8. It is true that in some eases attempt to distinguish between recalling of an order and reviewing the same has been emphasized. Girdharilal v. Pratap Rai Mehta, 1989 Cri LJ 2382 (Kant); Habu v. State of Rajasthan, AIR 1987 Raj 83 (FB). In case when an order is passed without proper service of notice on opposite party quashing of order is possible, Chhabilal v. State of Rajasthan, (1991) 1 Crimes 414 (Raj) or where Advocate had no notice for the case being posted for hearing Kashinath v. State of Bihar, (1989) 2 Crimes 421 (Pat) or where it is passed without giving an opportunity of being heard to the party entitled to be heard, Deepak Thamardas Golwani v. State of Maharashtra, 1985 Cri LJ 23 (Bom). If the judgment is a nullity then also review is possible. Prem Singh v. State, 1982 Cri LJ 297 : (AIR 1982 NOC 141) (J and K) (FB).

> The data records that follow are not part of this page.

PR #512, opened 2021-06-11
adding a periodic job for testing on eks cluster

RinkiyaKeDad:
Signed-off-by: RinkiyaKeDad <arshsharma461@gmail.com>

/assign @jakexks


config/jobs/cert-manager/cert-manager-periodics.yaml
```diff
@@ -356,3 +356,52 @@ periodics:
...
         value: "1"
+
+- name: aws-tests
+  interval: 6h
+  agent: kubernetes
+  decorate: true
+  # extra_refs:
+  # - org: jetstack
+  #   repo: cert-manager
+  #   base_ref: master
```
RinkiyaKeDad, line 367: What do these do? Are they needed?

config/jobs/cert-manager/cert-manager-periodics.yaml
```diff
@@ -356,3 +356,52 @@ periodics:
...
+    testgrid-alert-email: cert-manager-dev-alerts@googlegroups.com
+    description: Runs the end-to-end test suite against a EKS cluster
+  # labels:
+  #   preset-service-account: "true"
+  #   preset-dind-enabled: "true"
+  #   preset-bazel-remote-cache-enabled: "true"
+  #   preset-bazel-scratch-dir: "true"
+  #   preset-cloudflare-credentials: "true"
+  #   preset-venafi-tpp-credentials: "true"
+  #   preset-venafi-cloud-credentials: "true"
```
RinkiyaKeDad, line 380: Which ones will we need?

config/jobs/cert-manager/cert-manager-periodics.yaml
```diff
@@ -356,3 +356,52 @@ periodics:
...
+  spec:
+    containers:
+    - image: eu.gcr.io/jetstack-build-infra-images/bazelbuild:20210323-ad5071a-3.7.2
```
RinkiyaKeDad, line 383: How do I specify the `golang-aws` image that we built here?

config/jobs/cert-manager/cert-manager-periodics.yaml
```diff
@@ -356,3 +356,52 @@ periodics:
...
+        ./devel/run-e2e.sh --ginkgo.focus "Public ACME Server HTTP01 Issuer" --acme-server-url=https://acme-staging-v02.api.letsencrypt.org/directory --ingress-controller-domain=aws.e2e-tests.cert-manager.io --testing-acme-email=arshsharma461+acme-tests-1@gmail.com --kubernetes-config=/home/arsh/projects/forks/test-infra-1/aws/kubeconfig_cert-manager-cluster;
+      resources:
+        requests:
+          cpu: 3500m
+          memory: 12Gi
+      env:
+      - name: AWS_ACCESS_KEY_ID
+        value: "???"
+      - name: AWS_SECRET_ACCESS_KEY
+        value: "???"
```
RinkiyaKeDad, line 405: We can't have the access keys on GitHub so how will this work?

RinkiyaKeDad (commented):
Have a couple of doubts :)

config/jobs/cert-manager/cert-manager-periodics.yaml
irbekrm: It specifies what repository this Prow job clones when it runs.

config/jobs/cert-manager/cert-manager-periodics.yaml
irbekrm: You will first need to add the infra to build that image so it gets pushed to Jetstack Build Infra images GCR and then you can get the image sha from there. So probably the commits that build the image need to go in a PR before the PR that adds this Prow job.

config/jobs/cert-manager/cert-manager-periodics.yaml
irbekrm: It'll probably need to be a `Secret` in the cluster where the Prow job runs. The Prow job can then be configured to consume it via a preset like we do it with i.e Venafi creds- preset defined [here](https://github.com/jetstack/testing/blob/master/config/jobs/cert-manager/config.yaml#L22) and consumed added to the job [here](https://github.com/jetstack/testing/blob/master/config/jobs/cert-manager/cert-manager-periodics.yaml#L86). (The actual `Secret` would need to be created in the cluster separately).

config/jobs/cert-manager/cert-manager-periodics.yaml
RinkiyaKeDad: Thanks! Would you also know where it clones the repo? For example right now when we run the golang image we are in `/go` at the start. So if we specify this, would we be inside `/go/cert-manager` or would we still be in `/go` but have the `cert-manager` folder already cloned for us?

irbekrm: From a quick check it's cloned at `/home/prow/go/src/github.com/jetstack/cert-manager` and Prow sets that as `workingDir` for the test container.

RinkiyaKeDad: By `workingDir` do you mean that at the launch of the container we would be at `/home/prow/go/src/github.com/jetstack/cert-manager`? If yes, then if we add another repo would the first one be the `workingDir`?

irbekrm: > By workingDir do you mean that at the launch of the container we would be at /home/prow/go/src/github.com/jetstack/cert-manager? 

Yep, [the workingDir in the container spec](https://kubernetes.io/docs/reference/generated/kubernetes-api/v1.19/#container-v1-core).

> If yes, then if we add another repo would the first one be the workingDir

Looking at the code [here](https://github.com/kubernetes/test-infra/blob/cc3a0f99acfab2e07213e9a45937130c79bcc7fa/prow/pod-utils/decorate/podspec.go#L795-L803) looks like that would happen by default, but it seems like we can also [set `work_dir: true` for a particular ref](https://github.com/kubernetes/test-infra/blob/cc3a0f99acfab2e07213e9a45937130c79bcc7fa/prow/apis/prowjobs/v1/types.go#L907) to configure which one should become `workingDir`.
I've not tried cloning more than one myself.

RinkiyaKeDad (commented):
/hold because of things mentioned in the review.

jakexks (approved):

9. Otherwise by long catena of judgments of Apex Court it has become well settled that the High Court has no power to review its own orders. State of Orissa v. Ramchandra Agrawal, AIR 1979 SC 87; (1979 Cri LJ 33). Sooraj Devi v. Pyarelal, AIR 1981 SC 736) : (1981 Cri LJ 296). UJS Chopra v. State of Bombay, AIR 1955 SC 633 : (1955 Cri LJ 1410). R. Sarla v. T.S. Velu, AIR 2000 SC 1731 : (2000 Cri LJ 2453). Hari Singh Mann v. Harbhajan Singh Bajwa, AIR 2001 SC 43 .: (2001 Cri Lj 128). State of Kerala v. M. M. Manikantam Nair, AIR 2001 SC 2145 : (2001 Cri LJ 2346). State of Rajasthan v. Gurucharan Das Chadda, AIR 1979 SC 1895 : (1979 Cri LJ 1416). Mst. Simrikhiya v. Dolly Mukherjee, AIR 1990 SC 1605 : (1990 Cri LJ 1599). Motilal v. State of M.P., AIR 1994 SC 1544 : (1994 Cri LJ 1633). State of Karnataka v. T. R. Dhananjay, (1995) 6 SCC 254.

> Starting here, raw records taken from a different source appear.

PR #518, opened 2021-06-29
Adds a new CI image with Bazel

irbekrm:
This PR builds a new image with Bazel, Docker, Node, Go for GitHub actions jobs that need to run Bazel.
This is mostly for the FIPS-compliant cert-manager building.

### DIFF
--- a/config/jobs/testing/testing-trusted.yaml
+++ b/config/jobs/testing/testing-trusted.yaml
@@ -195,6 +195,42 @@ postsubmits:
           capabilities:
             add: ["SYS_ADMIN"]
 
+  - name: post-testing-push-bazel-tools
+    cluster: trusted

10. Certainly, the order in Cr. R. 361,/ 00 was entirely based on Sohanlal v. State of Rajasthan, AIR 1990 SC 2158 ; (1990 Cri LJ 2302). In the present case Shafique alias Shafique was charge-sheeted by the Police who was discharged by the Sessions Judge. Thereafter the statement of the petitioner prosecutrix was recorded and then the name of Shafique alias Shafaq (R-1) was added on an application under Section 319 of the Cr. P. C. Such a case is distinguishable from Rakesh v. State of Haryana, (2001) 3 Crimes 330 : (2001 Cri LJ 3511) (SC) wherein names of two accused were dropped by the Police and no charge-sheet was filed. Names of these persons were added after statement of prosecutrix was recorded. Such an addition was held lawful. It is noteworthy that these two accused had not been discharged by the Court of Session, Order of discharge was not in the way of the Court below in proceeding against these two accused. Certainly, if the petitioner/prosecutrix or the prosecution was dissatisfied by the order of discharge of Shafiq alias Shafaq, a revision could be filed.

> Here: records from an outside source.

PR #521, opened 2021-07-02
Use a semver Docker tag

irbekrm:
Hardcode Docker tag for `bazel-tools` image for the specific variant built.
This change is needed because the Node version used is not a valid Docker tag.
It looks like hardcoding it is the simplest solution as the Node version cannot be specified by just a semver tag and parsing the NODE_VERSION in the script causes issues due to the special characters in it.

To try building the image (without pushing) run `bazel run //images/builder -- --build-dir $(pwd)/images/bazel-tools` from within this repo.

### DIFF
--- a/images/bazel-tools/build.yaml
+++ b/images/bazel-tools/build.yaml
@@ -5,6 +5,9 @@ variants:
     arguments:
       BASE_IMAGE: "eu.gcr.io/jetstack-build-infra-images/golang-dind@sha256:bf41f2a8f6191842ad3ff56a071448ed6a8bdcece4d6d62c5d91733c2f1f3541"
       NODE_VERSION: "10.24.0~dfsg-1~deb10u1"
+      # This DOCKER_TAG is the Docker tag that corresponds to the Node version
+      # we use. We don't use the Node version directly because it is not a valid
+      # Docker tag.
       DOCKER_TAG: "10.24.0"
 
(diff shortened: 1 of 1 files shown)


images/bazel-tools/build.yaml
```diff
@@ -5,8 +5,9 @@ variants:
     arguments:
       BASE_IMAGE: "eu.gcr.io/jetstack-build-infra-images/golang-dind@sha256:bf41f2a8f6191842ad3ff56a071448ed6a8bdcece4d6d62c5d91733c2f1f3541"
       NODE_VERSION: "10.24.0~dfsg-1~deb10u1"
+      DOCKER_TAG: "10.24.0"
```
maelvls, line 8: suggestion: let's remember why this DOCKER_TAG is used instead of just the Node version 👍

```suggestion
      # This DOCKER_TAG is the Docker tag that corresponds to the Node version
      # we use. We don't use the Node version directly because it is not a valid
      # Docker tag.
      DOCKER_TAG: "10.24.0"
```

maelvls (dismissed):
That looks good to me! Feel free to unhold

/lgtm
/hold

irbekrm:
Thank you @maelvls ! I've added the suggested change

irbekrm:
@maelvls it might need a GitHub style code approve 😅

maelvls (approved):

11. Certainly, powers under Section 482 of the Cr. P. C. can be exercised to prevent the abuse of the process of Court or to secure the ends of justice and not to merely satisfy the vengeance of a party. It is noteworthy that the petitioner has not been able to show any inherent weakness or lack of Jurisdiction in the final order passed in Criminal Revision. Had the petitioner been a party to the Criminal Revision and heard also then also the revision had to be allowed as the case was squarely covered by a Supreme Court judgment. As such the order was neither unjust, unfair nor did it tantamount to abuse of process of Court.

12. There has been no provision in Cr. P. C. whereunder complainant or prosecutrix should also be added as a party in revision for quashing any proceedings against the accused. Shafiq alias Shafaq (R-1) had not been at fault in not impleading the petitioner in his revision. Under the Code no notice was necessary to be issued to the petitioner suo motu by the Court. The ruling in Bhagwant Singh v. Commissioner of Police, 1985 Cri LJ 1521 (SC) (supra) dealt with a specific situation of its own and could not be made a general rule to be applied in every case where the interest of a complainant or prosecutrix were going to be affected.

13. Thus, there has been no force or substance in the petition. The same is dismissed.